Bibliographic record
Abstract
Bus bulbs, also known as nubs, curb extensions, or bus bulges are sections of sidewalk that extend from the curb of a parking lane to the edge of the through lane. In regard to traffic operations, bus bulbs operate similarly to curbside bus stops. Buses stop in the traffic lane instead of weaving into a parking-lane curbside stop. A major advantage of using bus bulbs is the creation of additional space at a bus stop for shelters, benches, and other bus patron improvements when the inclusion of these amenities would otherwise be limited without the additional space. The primary motivators for installing bus bulbs are to reduce congestion on sidewalks and to eliminate the bus weaving maneuver into a parking-lane curbside stop (also called a bus bay stop).
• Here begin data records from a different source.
PR #4044, opened 2026-03-11
fix: cast path to str in _replace_prefix (#3991)

### LINKED ISSUE #3991: `replace_prefix` with module breaks on `PosixPath`s
**Snakemake version**

This is with Snakemkake 9.5.1
It's an edge case that I don't have time to look into right now as I have been kept from upgrading due to an unrelated regression.
I just want to document this, feel free if you feel it is too minor to follow up on.
If I have time later, I can dig in and likely even submit a PR, but no promises as to when.

**Describe the bug**
If loading a worflow as a module without using `replace_prefix`, everything works fine.
However, when adding `replace_prefix` (no other changes), `snakemake` fails with (ultimately)

```
AttributeError: 'PosixPath' object has no attribute 'startswith'
```

**Logs**
No as of now.

**Minimal example**
Didn't have time to isolate the issue as for now I can do without `replace_prefix`.
Might get back to this later if required.

**Additional context**
My guess is that some implementation detail of `replace_prefix` assumes the `output` or `log` or whatever paths to be `str`, while the workflow is using Pathlib. If that's the case, the issue could probably be fixed by a (few) strategic `str(...)` call(s).

Sorry for not being able to provide a proper bug report but as this is a corner case I figured it's better to point it out before I forget about it myself.
Feel free to ping me if I never get back to this.

ccondon894:
_replace_prefix was failing because path wasn't guaranteed to be a string. This adds an explicit str() cast at the top of the method. I did not include a test case but happy to add one if needed.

Bus bulbs are appropriate at sites with high patron volumes, crowded city sidewalks, and curbside parking. Bus bulbs were studied as part of a more comprehensive research study of bus stop design and location, which was sponsored by the Transit Cooperative Research Program (TCRP). Researchers visited four transit agencies on the West Coast that were known to use bus bulbs. The research team visited San Francisco, Portland, Seattle, and Vancouver, British Columbia, to observe and document existing and planned bus bulbs. This paper documents the findings from the visits.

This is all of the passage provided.